Stockton, Calif., Bankruptcy Plan Faces March Trial.

Creditors Expected to Object to Bankruptcy-Exit Blueprint for Central California Town

After more than a year of cost-cutting and debt negotiations, Stockton, Calif., leaders can now focus their efforts on a March courtroom trial that could be the final hurdle to getting the 300,000-resident city out of bankruptcy.

At a hearing Monday in U.S. Bankruptcy Court in Sacramento, Judge Christopher Klein designated March 5 as the starting date for a trial that will allow the city’s bondholders and other creditors to protest its bankruptcy-exit plan. Federal bankruptcy rules state that the city’s plan must be “fair and equitable.”

The city’s bondholders and others haven’t raised specific concerns yet over the 199-page bankruptcy-exit summary, which Judge Klein said on Monday can be sent to those creditors for a vote. The city’s confirmation hearing could take a little as a few hours if no objections are raised, but a lawyer for the city said at Monday’s hearing that they’re bracing for challenges that will require a courtroom battle.

“We’re anticipating that there would be a trial,” said Stockton bankruptcy attorney Marc Levinson during the hearing, joking that he hoped that the trial would finish up before Easter.

Earlier this year, bondholder groups criticized Stockton leaders for not trying to lower payments to California Public Employees’ Retirement System, which collects millions of dollars’ worth of retirement money each year for city workers. The fund was expected to collect about $245 million from the city over the next decade—a large burden that bondholders have argued shouldn’t be shielded as city officials press others for cuts.

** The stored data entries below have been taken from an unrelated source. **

PR #439, opened 2022-12-15
(963) Use first class risk ratings in frontend for assessments

pezholio:
Now the risk information is automatically included in the Application data, we no longer need to hit the risks endpoint each time.


pezholio:

PR #437, opened 2022-12-15
Add CodeQL analysis action

pezholio:
This will automatically analyse our code for common security issues

PR #441, opened 2022-12-15
Make form pages safer

pezholio:
When introducing CodeQL in #437, we've had a couple of alerts  about using using user-provided values in the Apply journey:

- https://github.com/ministryofjustice/hmpps-approved-premises-ui/security/code-scanning/1
- https://github.com/ministryofjustice/hmpps-approved-premises-ui/security/code-scanning/11

Through the power of decorators and metadata, we can glean the name of the page and its associated task, thereby solving those two issues.


bryangaledxw (approved):
LGTM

Bondholders who are being repaid different amounts might also protest the deal. One pair of municipal-bond investors—Franklin High Yield Tax-Free Income Fund and Franklin California High Yield Municipal Fund, which are owed about $35 million—complained in court papers that many of the city’s bondholder groups are expected to recover more than half of their debt, while the pair’s debt—which is backed by two public golf courses and a park—might only get repaid a fraction of what they are owed.

Stockton’s bankruptcy-exit plan calls for both cost cutting and revenue increases.

The city’s largest debt, about $125 million in pension bonds, would be repaid over a longer period. The city also said that its roughly 1,300 workers and retirees who had $538 million in claims against the city agreed to accept a $5.1 million payment.

Stockton is also counting on more tax money to help repair its finances. Earlier this month, voters approved a 3/4-cent sales-tax to pay for more police officers in a city that is often criticized for being unsafe. The tax is also meant to cover legal fees and other bankruptcy-related costs that have topped $10 million since the case was filed last year.

Stockton’s leaders put the city into bankruptcy on June 28, 2012, blaming the real estate crash that crippled its tax revenue.

The city, located about 80 miles inland from San Francisco, was declared “ground zero” for the subprime-mortgage crisis by Judge Klein. He has also blamed the city’s financial woes on former leaders who offered overly generous pay to city workers and took on debt for new projects that the city couldn’t afford.